WHAT YOU SHOULD DO — Sort through the data and copy the lines holding the word "apache".

══════

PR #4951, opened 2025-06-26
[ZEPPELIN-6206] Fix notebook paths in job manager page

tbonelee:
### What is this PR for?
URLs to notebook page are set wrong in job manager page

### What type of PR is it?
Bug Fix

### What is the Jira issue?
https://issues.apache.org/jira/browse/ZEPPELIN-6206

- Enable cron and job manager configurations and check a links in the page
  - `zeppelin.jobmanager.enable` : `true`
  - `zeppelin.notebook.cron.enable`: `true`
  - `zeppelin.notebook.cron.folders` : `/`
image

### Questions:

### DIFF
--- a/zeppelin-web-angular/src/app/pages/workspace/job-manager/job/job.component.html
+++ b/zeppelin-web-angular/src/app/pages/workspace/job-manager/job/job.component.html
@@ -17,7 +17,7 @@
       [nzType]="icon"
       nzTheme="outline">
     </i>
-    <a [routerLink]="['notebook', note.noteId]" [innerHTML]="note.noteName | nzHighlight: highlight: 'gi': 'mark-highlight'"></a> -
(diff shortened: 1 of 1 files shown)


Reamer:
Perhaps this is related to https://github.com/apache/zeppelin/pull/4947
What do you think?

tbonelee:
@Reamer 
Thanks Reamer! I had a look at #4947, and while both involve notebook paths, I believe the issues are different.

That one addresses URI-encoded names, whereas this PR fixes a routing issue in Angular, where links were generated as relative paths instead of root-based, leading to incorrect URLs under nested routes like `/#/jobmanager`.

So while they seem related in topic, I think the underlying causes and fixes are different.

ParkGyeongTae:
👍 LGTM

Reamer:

══════

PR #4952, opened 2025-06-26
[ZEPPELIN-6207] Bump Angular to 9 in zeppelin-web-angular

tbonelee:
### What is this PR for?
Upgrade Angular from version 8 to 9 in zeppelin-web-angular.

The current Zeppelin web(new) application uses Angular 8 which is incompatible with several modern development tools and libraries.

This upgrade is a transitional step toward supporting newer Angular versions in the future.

══════

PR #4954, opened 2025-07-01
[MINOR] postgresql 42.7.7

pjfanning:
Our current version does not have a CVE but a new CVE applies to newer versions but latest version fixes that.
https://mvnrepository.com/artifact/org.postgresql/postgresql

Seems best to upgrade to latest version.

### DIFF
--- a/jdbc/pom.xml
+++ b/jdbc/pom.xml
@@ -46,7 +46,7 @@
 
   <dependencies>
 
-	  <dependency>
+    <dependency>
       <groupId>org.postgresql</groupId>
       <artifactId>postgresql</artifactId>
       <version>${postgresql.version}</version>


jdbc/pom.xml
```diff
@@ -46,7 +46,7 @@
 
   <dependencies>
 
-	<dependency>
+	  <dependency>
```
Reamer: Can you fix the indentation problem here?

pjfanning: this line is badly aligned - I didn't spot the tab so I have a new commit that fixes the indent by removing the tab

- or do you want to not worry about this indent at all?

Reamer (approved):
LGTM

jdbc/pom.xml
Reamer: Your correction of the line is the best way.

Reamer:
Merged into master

══════

RESPONSE —
https://issues.apache.org/jira/browse/ZEPPELIN-6206
Perhaps this is related to https://github.com/apache/zeppelin/pull/4947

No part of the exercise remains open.